◆ Task instructions ◆
Each entry must appear in the answer exactly as given.

◆ The records ◆
*** Block opens ***

PR #1670, opened 2021-06-21
libpython: Add helper library for benchmarking

wenzeslaus:
An experimental collection of simple functions to help benchmarking
and reduce code duplication between benchmarks.

The current design ideas are be minimalist, pragmatic with no API promisses.
The tools are meant for developers tracking the latest development version.

Co-authored-by: Aaron Saw Min Sern (thread/nprocs benchmarking function)

### DIFF
--- a/python/grass/benchmark/plots.py
+++ b/python/grass/benchmark/plots.py
@@ -14,6 +14,29 @@
 """Plotting functionality for benchmark results"""
 
 
+def get_pyplot(to_file):
+    """Get pyplot from matplotlib
+
+    Lazy import to easily run code importing this function on limited installations.
+    Only actual call to this function requires matplotlib.
+
+    The *to_file* parameter can be set to True to avoid tkinter dependency
+    if the interactive show method is not needed.
+    """
+    import matplotlib  # pylint: disable=import-outside-toplevel
+
+    if to_file:
+        backend = "agg"
+    else:
+        backend = None
+    if backend:
+        matplotlib.use(backend)
+
+    import matplotlib.pyplot as plt  # pylint: disable=import-outside-toplevel
+
+    return plt
+
+
 def nprocs_plot(results, filename=None):
     """Plot results from a multiple nprocs (thread) benchmarks.
 
@@ -31,10 +54,7 @@ def nprocs_plot(results, filename=None):
     Each result can come with a different list of nprocs, i.e., benchmarks
     which used different values for nprocs can be combined in one plot.
     """
-    # Lazy import to easily run code importing this function on limited installations.
-    # Only actual call to this function requires matplotlib.
-    import matplotlib.pyplot as plt  # pylint: disable=import-outside-toplevel
-
+    plt = get_pyplot(to_file=bool(filename))
     axes = plt.gca()
 
     x_ticks = set()  # gather x values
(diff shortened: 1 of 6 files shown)


wenzeslaus:
@aaronsms I would be interested in what you think (I can't put you on review directly).

wenzeslaus:
This is addressing some of the needs from @aaronsms's GSoC 2021, but see also [[GRASS-dev] measuring cpu time for each module and estimating modules scalability](https://lists.osgeo.org/pipermail/grass-dev/2014-August/070343.html) which was _not_ taken into account at this point.

python/grass/benchmark/plots.py
```diff
@@ -0,0 +1,49 @@
...
+    import matplotlib.pyplot as plt
+
+    for result in results:
+        fig, ax = plt.subplots()
+        ax.invert_xaxis()
+        plt.plot(result.resolutions, result.avg_times, label=result.label)
+        mins = [min(i) for i in result.all_times]
+        maxes = [max(i) for i in result.all_times]
+        plt.fill_between(result.resolutions, mins, maxes, color="gray", alpha=0.3)
+    plt.legend()
```
aaronsms, line 45: For resolution_plot, this is generating different figures for each plot, then the `plt.legend` needs to be within the loop to display the label for each plot.

python/grass/benchmark/plots.py
```diff
@@ -0,0 +1,49 @@
...
+    if filename:
+        plt.savefig(filename)
```
aaronsms, line 47: Also, only the last figure/plot will be saved in file.

aaronsms:
I think this is nice to add, I have tried using this for r.benchmark and r.univar. For the `resolution_plot`, do you think it's better to have the results be fitted into the same plot just like `nprocs_plot`, even if the resolutions points are slightly different, because users can always choose call `resolutions_plot` multiple times if they want separate graphs. Having them sharing a same graph allows us to see how it scales against bigger inputs, for example;
image

python/grass/benchmark/plots.py
HuidaeCho: I think he meant:
```python
plt.gca().invert_xaxis()
for result in results:
    plt.plot(result.resolutions, result.avg_times, label=result.label)
    mins = [min(i) for i in result.all_times]
    maxes = [max(i) for i in result.all_times]
    plt.fill_between(result.resolutions, mins, maxes, color="gray", alpha=0.3)
plt.legend()
```

HuidaeCho (changes requested):

HuidaeCho:
> For the `resolution_plot`, do you think it's better to have the results be fitted into the same plot just like `nprocs_plot`

I think it would be more useful to plot them all in the same plot just like `nprocs_plot`.

python/grass/benchmark/plots.py
wenzeslaus: Right, modified to make only one plot.

python/grass/benchmark/plots.py
```diff
@@ -0,0 +1,49 @@
...
+#
+#            This program is free software under the GNU General Public
+#            License (>=v2). Read the file COPYING that comes with GRASS
+#            for details.
+
+
+"""Plotting functionality for benchmark results"""
+
+
+def nprocs_plot(results, filename=None):
```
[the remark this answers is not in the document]
wenzeslaus: All functions are now documented.

wenzeslaus:
> > For the `resolution_plot`, do you think it's better to have the results be fitted into the same plot just like `nprocs_plot`
> 
> I think it would be more useful to plot them all in the same plot just like `nprocs_plot`.

Agreed. Done.

wenzeslaus:
This now has documentation and test. Additional benchmarking, outputs, plots are left for future PRs.

HuidaeCho (approved):

wenzeslaus:
I'm not sure if the test will run in the CI, but I did two rounds of dealing with the dependencies, so hopefully it will. I can't confirm that now, due to addon installation failing which fails the tests in CI.

I merged this anyway so it is available for @aaronsms and anybody who will be testing his work.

*** Block closes ***

◆ Answer box ◆
PR #1670, opened 2021-06-21
libpython: Add helper library for benchmarking

wenzeslaus:
An experimental collection of simple functions to help benchmarking
and reduce code duplication between benchmarks.

The current design ideas are be minimalist, pragmatic with no API promisses.
The tools are meant for developers tracking the latest development version.

Co-authored-by: Aaron Saw Min Sern (thread/nprocs benchmarking function)

### DIFF
--- a/python/grass/benchmark/plots.py
+++ b/python/grass/benchmark/plots.py
@@ -14,6 +14,29 @@
 """Plotting functionality for benchmark results"""
 
 
+def get_pyplot(to_file):
+    """Get pyplot from matplotlib
+
+    Lazy import to easily run code importing this function on limited installations.
+    Only actual call to this function requires matplotlib.
+
+    The *to_file* parameter can be set to True to avoid tkinter dependency
+    if the interactive show method is not needed.
+    """
+    import matplotlib  # pylint: disable=import-outside-toplevel
+
+    if to_file:
+        backend = "agg"
+    else:
+        backend = None
+    if backend:
+        matplotlib.use(backend)
+
+    import matplotlib.pyplot as plt  # pylint: disable=import-outside-toplevel
+
+    return plt
+
+
 def nprocs_plot(results, filename=None):
     """Plot results from a multiple nprocs (thread) benchmarks.
 
@@ -31,10 +54,7 @@ def nprocs_plot(results, filename=None):
     Each result can come with a different list of nprocs, i.e., benchmarks
     which used different values for nprocs can be combined in one plot.
     """
-    # Lazy import to easily run code importing this function on limited installations.
-    # Only actual call to this function requires matplotlib.
-    import matplotlib.pyplot as plt  # pylint: disable=import-outside-toplevel
-
+    plt = get_pyplot(to_file=bool(filename))
     axes = plt.gca()
 
     x_ticks = set()  # gather x values
(diff shortened: 1 of 6 files shown)


wenzeslaus:
@aaronsms I would be interested in what you think (I can't put you on review directly).

wenzeslaus:
This is addressing some of the needs from @aaronsms's GSoC 2021, but see also [[GRASS-dev] measuring cpu time for each module and estimating modules scalability](https://lists.osgeo.org/pipermail/grass-dev/2014-August/070343.html) which was _not_ taken into account at this point.

python/grass/benchmark/plots.py
```diff
@@ -0,0 +1,49 @@
...
+    import matplotlib.pyplot as plt
+
+    for result in results:
+        fig, ax = plt.subplots()
+        ax.invert_xaxis()
+        plt.plot(result.resolutions, result.avg_times, label=result.label)
+        mins = [min(i) for i in result.all_times]
+        maxes = [max(i) for i in result.all_times]
+        plt.fill_between(result.resolutions, mins, maxes, color="gray", alpha=0.3)
+    plt.legend()
```
aaronsms, line 45: For resolution_plot, this is generating different figures for each plot, then the `plt.legend` needs to be within the loop to display the label for each plot.

python/grass/benchmark/plots.py
```diff
@@ -0,0 +1,49 @@
...
+    if filename:
+        plt.savefig(filename)
```
aaronsms, line 47: Also, only the last figure/plot will be saved in file.

aaronsms:
I think this is nice to add, I have tried using this for r.benchmark and r.univar. For the `resolution_plot`, do you think it's better to have the results be fitted into the same plot just like `nprocs_plot`, even if the resolutions points are slightly different, because users can always choose call `resolutions_plot` multiple times if they want separate graphs. Having them sharing a same graph allows us to see how it scales against bigger inputs, for example;
image

python/grass/benchmark/plots.py
HuidaeCho: I think he meant:
```python
plt.gca().invert_xaxis()
for result in results:
    plt.plot(result.resolutions, result.avg_times, label=result.label)
    mins = [min(i) for i in result.all_times]
    maxes = [max(i) for i in result.all_times]
    plt.fill_between(result.resolutions, mins, maxes, color="gray", alpha=0.3)
plt.legend()
```

HuidaeCho (changes requested):

HuidaeCho:
> For the `resolution_plot`, do you think it's better to have the results be fitted into the same plot just like `nprocs_plot`

I think it would be more useful to plot them all in the same plot just like `nprocs_plot`.

python/grass/benchmark/plots.py
wenzeslaus: Right, modified to make only one plot.

python/grass/benchmark/plots.py
```diff
@@ -0,0 +1,49 @@
...
+#
+#            This program is free software under the GNU General Public
+#            License (>=v2). Read the file COPYING that comes with GRASS
+#            for details.
+
+
+"""Plotting functionality for benchmark results"""
+
+
+def nprocs_plot(results, filename=None):
```
[the remark this answers is not in the document]
wenzeslaus: All functions are now documented.

wenzeslaus:
> > For the `resolution_plot`, do you think it's better to have the results be fitted into the same plot just like `nprocs_plot`
> 
> I think it would be more useful to plot them all in the same plot just like `nprocs_plot`.

Agreed. Done.

wenzeslaus:
This now has documentation and test. Additional benchmarking, outputs, plots are left for future PRs.

HuidaeCho (approved):

wenzeslaus:
I'm not sure if the test will run in the CI, but I did two rounds of dealing with the dependencies, so hopefully it will. I can't confirm that now, due to addon installation failing which fails the tests in CI.

I merged this anyway so it is available for @aaronsms and anybody who will be testing his work.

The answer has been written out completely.